In this example, the main objective is to identify candidate regions
whose copy number aberrations affect expression levels of genes in
the same region. Therefore, it is natural to consider copy number
as the dependent variable per cDNA clone, with the expression levels
of genes in the same region, playing the role of independent variables.

The integrated analysis is a regression of the independent data on
the dependent features. The regression itself is done using the \Rfunction{globaltest}
\cite{goeman2004}, which means that the genes in a region (e.g. a
chromosome arm) are tested as a gene set. The individual associations
between each copy number probe and each expression probe are calculated
as z-scores (standardized influences, see \Rfunction{?globaltest}).

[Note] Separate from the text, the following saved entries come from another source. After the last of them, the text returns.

PR #361, opened 2026-08-21
docs(readme): add a Running the Tests section

perrozzi:
## Summary

Adds a short `## 🧪 Running the Tests` section to the README, placed directly after the Quick Start (the existing development instructions) and before Initial Login.

The section names the two things a newcomer needs and previously had to dig out of `package.json`:

- `npm run install:all` — the install step (root + CDK + frontend)
- `npm test` — the test command (frontend Vitest)

It then points at the other three suites (`test:cdk`, `test:stream`, `test:backend`), at `npm run check` as the full pre-PR gate, and links to the existing [Quality Checks](https://github.com/aws-samples/sample-voice-of-customer-datalake/blob/development/docs/deployment.md#quality-checks) table rather than duplicating it. 13 lines added, README-only, no code touched.

## Build and test results

- `mise run build` — **not available**: `mise ERROR no tasks defined in /workspace/...`. This repo has no mise tasks; the task harness also reported the initial `mise run build` failing before any of my changes, so this is pre-existing and not caused by this PR.
- `npm run lint` — **fails, pre-existing and unrelated**: `sh: 1: eslint: not found` at the very first leg (`lint:frontend`). The frontend `node_modules` are not installed in this container, so ESLint cannot start. The harness likewise recorded lint failing before my changes. No JS/TS/Python file is touched by this PR, so lint coverage of this diff is vacuous either way.
- Targeted validation of the change instead, all passing:
  - Every script named in the new section verified to exist in the root `package.json` via `node -e` against `require('./package.json').scripts` — `install:all`, `test`, `test:cdk`, `test:stream`, `test:backend`, `check` all report `OK`.
  - The link target `docs/deployment.md` exists and contains a literal `## Quality Checks` heading (line 45), so the `#quality-checks` anchor resolves.
  - Rendered Markdown re-read after editing to confirm heading level, fence, and wrapping are consistent with the surrounding sections.

## Decisions made

- **Placement**: after Quick Start, since that is where the install command already appears and the task asked for "near the existing development instructions."
- **`npm test` over `npm run test`**: shorter and equivalent; the deployment doc uses `npm run test`, but the README is the welcoming surface.
- **Kept it to a few lines** as requested: the per-command breakdown already exists in `docs/deployment.md`, so I linked it rather than restating the table.
[...]

PR #360, opened 2026-08-20
feat(mcp): bring the protocol envelope up to the spec it claims to speak

perrozzi:
Phase 2b of the MCP plan. Phase 2a (#355) moved what the tools READ — every tool
delegates to the route that owns its data. This is the envelope around those
tools, deliberately a separate change because the two review on different terms:
one is about data correctness, this one is about protocol conformance.

The comment above `MCP_PROTOCOL_VERSION` already named every piece of this as the
owed next step, and said why bumping the version alone would have been dishonest.

## What changed

**Version negotiation, and `server/discover`.** `SUPPORTED_PROTOCOL_VERSIONS`
replaces the pinned string with the three revisions the spec covers, ordered
newest first. `initialize` answers with the client's version when this server
implements it and the newest one otherwise — a counter-offer rather than a refusal,
because `initialize` is where a client learns what it is talking to and an error
there leaves it nothing to fall back to. The `MCP-Protocol-Version` HEADER is
stricter and refuses an unsupported value: by then the handshake has happened, so
a version this server never offered can only be a client contradicting itself.

`server/discover` reports the revisions, the methods, the transport headers, the
`resultType` vocabulary and the cost classes — every list derived from the registry
that implements the thing, so a method that exists is listed and one that is only
listed cannot exist. It is unauthenticated (it names no project, no tool, no data)
and deliberately does not list tools, because that answer is credential-shaped.

**`resultType` on every result.** Built into `_jsonrpc_result` as a REQUIRED
positional argument, which is the design: a new result shape cannot ship without
naming itself. `{}` was both a `ping` answer and a notification ack; a tool error
differed from a tool result by one boolean and by whether `structuredContent`
happened to be present. An AST test fails the moment a seventh JSON-RPC envelope
is hand-rolled outside the two builders, so the property belongs to the module
rather than to the six call sites somebody remembered.

**Transport-header validation**, including the `=?base64?...?=` encoded-word
sentinel form. A malformed sentinel is refused with the ENCODING named — comparing
it literally would report `unsupported version =?base64?...?=` and send the caller
after a version number for a fault in the encoding. `MCP-Method` and `MCP-Name`
are routing echoes, so they can DISAGREE with the body; a disagreement is refused
rather than resolved in either direction, because one hop routes on the header
while the next acts on the body and there is no way to know which was meant.
Validation runs before authentication, so a malformed request buys no probe of the
token store — the same property the Origin guard has. (The Origin guard itself was
[...]

PR #366, opened 2026-08-21
feat(prioritization): show the row count beside the heading

perrozzi:
## Summary

The Prioritization page's heading gave no sense of how long the list is, so a reader could not tell at a glance whether everything had loaded. A small count now sits beside the `h1`.

Kept to the heading area — the table is untouched.

```
Prioritization  ( 2 proposals )
Score and prioritize PRDs and PR/FAQs across all projects
```

## What it does

- `PrioritizationHeader` takes a `rowCount: number` and renders it as a pill beside the heading, never inside it, so the heading's accessible name stays the page's name.
- The number is the **list's own length** (`sortedRows.length`), not a second count derived from the documents, so the badge and the rows beneath it cannot disagree.
- **Nothing renders at zero.** "0 proposals" beside the heading asserts an empty backlog, and both states that arrive with nothing to count have not established one: the loading pass, and a genuinely empty list whose own empty state already says so in words *and* says which emptiness it is. A scores read that failed or is still paging also lands here with `isLoading` already cleared.
- Counts **rows**, the same unit as the "Total Proposals" card. One row can hold a PRD and a PR/FAQ describing one idea — real data already contains such a row.
- `rowCount_one` / `rowCount_other` in all eight locales.

## Verification

> ⚠️ **The verification block originally generated for this PR was wrong on both counts and is corrected here.** It reported `mise run build`: PASS and `mise run lint`: FAIL, which together read as "one gate failing". In fact:
>
> - **The reported `lint` FAIL is pre-existing and unrelated.** It is 507 ruff violations in `lambda/` and `plugins/`. Identical count on the base commit, and this PR touches no Python:
>   ```
>   ruff check lambda plugins @ this branch  → Found 507 errors.
>   ruff check lambda plugins @ f31a5f84     → Found 507 errors.   # base
>   ```
> - **The gate that mattered was never run.** `tsc` is a separate script (`npm run typecheck`), in `npm run check` but not in `lint`. The first commit on this branch declared `rowCount` in the props type and never destructured it, so it was an undefined identifier — `tsc` failed with two `TS2304`s and the page threw a `ReferenceError` on every render, taking 113 of its own vitest cases with it. ESLint passed clean throughout, because `no-undef` is off for TypeScript by design.

Gates re-run at this head:

| gate | result |
| --- | --- |
| `npm run typecheck:all` | **PASS** |
| `npm run lint:frontend` (`eslint . --max-warnings 0`) | **PASS** |
| `npx vitest run` (frontend) | **PASS** — 185 files, 3068 tests |
| `ruff check lambda plugins` | 507, **unchanged from base** (no Python in this diff) |
| `node scripts/i18n-check.mjs` | 0 missing / 0 extra / 0 unused for `rowCount` |
| `npx tsc -p tsconfig.test.json` | 102, **unchanged from base** (pre-existing; in no aggregate) |

### Tests

Nine cases. Each was checked by mutation rather than assumed:

| mutation | fails |
| --- | --- |
| drop the zero-gate **and** add a legal `rowCount_zero` form | 4 |
| delete `rowCount_one` | 1 (renders the raw key) |
| move the badge inside the `h1` | 1 |
| inflate the "Total Proposals" card by 10 | 1 |
| delete the badge's `data-testid` | 1 |
| make `sortRows` narrow (drop unscored rows) | 1 |
| make `sortRows` duplicate a row instead of dropping one | 1 |

The last two pin the invariant the badge/card agreement rests on: `sortRows` reorders without narrowing. The duplication case is there because a length-only assertion would accept a duplicated row masking a dropped one.

### Verified live

Deployed frontend-only and driven in a signed-in browser. Full evidence in a comment below; in short: badge, list and card agree at three different counts; `1 proposal` / `2 proposals` and `1 Vorschlag` / `2 Vorschläge` resolve against the real HTTP-loaded catalogues; the badge is genuinely absent over the empty state; zero console errors; sorting does not change the count; contrast 6.87:1.

Live testing also found that the deployed page has **two** `h1` elements — the app shell renders one too — which corrected a comment that had claimed "the page's only h1". That claim was unfalsifiable in the page suite, which renders without the app shell.

## Known, deliberately not addressed

- `StatsCards` is ungated, so "Total Proposals" prints a literal `0` in the same empty state where the badge stays silent. Pre-existing; confirmed live. If the badge's reasoning is right the follow-up is gating the card, not changing the badge.
- `es`/`fr`/`pt` have no CLDR `many` form, so they would render the raw key at a count of exactly 1,000,000. Also structurally invisible to `i18n-check`, which compares each locale to English key-for-key and English legitimately has no `_many`.
- No `aria-live` on the badge. Sorting is length-preserving and the page has no filter, so nothing a user does moves the count without also changing the list; a live region would announce a bare number while the rows changed silently, and would fire on the 0→N transition at mount. Measured live rather than argued.

---

By submitting this pull request, I confirm that you can use, modify, copy, and redistribute this contribution, under the terms of the [project license](https://github.com/aws-samples/sample-autonomous-cloud-coding-agents/blob/main/LICENSE).

### DIFF
--- a/voc-datalake/frontend/public/locales/de/prioritization.json
+++ b/voc-datalake/frontend/public/locales/de/prioritization.json
@@ -121,6 +121,8 @@
   "row": {
     "multiDocument": "{{documents}} Dokumente, ein Stimmzettel"
   },
+  "rowCount_one": "{{count}} Vorschlag",
+  "rowCount_other": "{{count}} Vorschläge",
   "scores": {
     "confidence": "Konfidenz",
     "confidenceDescription": "Sicherheit bei Auswirkungs- und MeZ-Schätzungen",
--- a/voc-datalake/frontend/public/locales/en/prioritization.json
+++ b/voc-datalake/frontend/public/locales/en/prioritization.json
@@ -121,6 +121,8 @@
   "row": {
     "multiDocument": "{{documents}} documents, one ballot"
   },
+  "rowCount_one": "{{count}} proposal",
+  "rowCount_other": "{{count}} proposals",
   "scores": {
     "confidence": "Confidence",
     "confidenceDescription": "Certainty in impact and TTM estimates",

The global test can calculate the p-values using different models,
the most important ones being the \Robject{asymptotic distribution}
(recommended for large sample sizes; can be conservative for small
sample sizes) and \Robject{permutations} (recommended for smaller
sample sizes or when the asymptotic distribution cannot be assumed).
The \Robject{gamma} method can also be used, but as it tends to
be anti-conservative, we advise against it. The method to be used
can be specified using the option \Robject{method}. The default
\Robject{auto} uses the exact permutation method if the number of
possible permutations is less than 10,000 and the \Robject{asymptotic}
method otherwise. When confounders are included in the model, it is
not possible to use the \Robject{permutation} method, so the \Robject{asymptotic}
method is suggested.

The user is free to choose the regions of interest. For an unbiased,
genome-wide view, we recommend using chromosome arms. Predefined input
regions are \Robject{\char`\"{}all arms\char`\"{}} and \Robject{\char`\"{}all
arms auto\char`\"{}} for autosomal chromosome arms only. The arms
13p, 14p, 15p, 21p and 22p are left out, because in most studies there
are no or few probes in these regions. To include them, just make
your own vector of arms. Similarly, \Robject{\char`\"{}all chrs\char`\"{}}
and \Robject{\char`\"{}all chrs auto\char`\"{}} may be used. When
minimal common regions of gains and losses have been defined, the
integrated analysis can be focussed to identify candidate genes in
these regions, defined by the chromosome number followed by the start
and end position like \texttt{\char`\"{}chr1\_1-1000000\char`\"{}}.
These regions can also be combined, e.g. \texttt{c(\char`\"{}chr1\_1-1000000\char`\"{},\char`\"{}2q\char`\"{},
3)}. The function splits the datasets into separate sets for each
region (as specified by the \Robject{input.regions}) and runs the
analysis for each region separately.

When running \Rpackage{SIM} for a predefined input region, like
\Robject{\char`\"{}all arms\char`\"{}}, output can be obtained for
all input regions, as well as subsets of them. But note that the genomic
unit must be the same: if \Rfunction{integrated.analysis} was run
using chromosome arms as units, any of the functions and plots must
also use chromosome arms as units, and not e.g. chromosomes. For example
if the \Robject{input.regions = \char`\"{}all arms\char`\"{}} was
used, p-value plots can be produced by inserting the \Robject{input.regions
= \char`\"{}all arms\char`\"{}}, but also for instance \texttt{\char`\"{}1p\char`\"{}}
or \texttt{\char`\"{}20q\char`\"{}}. However, to produce a plot of
the whole chromosome, e.g. chromosome 1, the integrated analysis should
be re-run with \Robject{input.region=1}.

The user may also specify a subset of samples to be considered in
the model via the argument \Robject{samples} in the function call,
which must consist of the list of either column numbers (e.g. \texttt{5:ncol(acgh.data)}
for both copy number and expression data) or corresponding column
names.

\Rpackage{SIM} allows the incorporation of confounders, such as
patient gender, tumor location, tumor type, etc. into the model by
using the option \Robject{adjust}. Confounder variables can be either
continuous or factors, with as many observations as the number of
samples on the datasets, and with sample observations in the same
order as the samples in the array datasets. See \Rfunction{?integrated.analysis}
for details.

Computation of the z-scores can take a long time depending on the
datasets' dimensions, and may not be of interest for the entire genome.
The default of the \Rfunction{integrated.analysis} function is not
to compute it, unless the argument \Robject{zscores} is set to \Robject{TRUE}.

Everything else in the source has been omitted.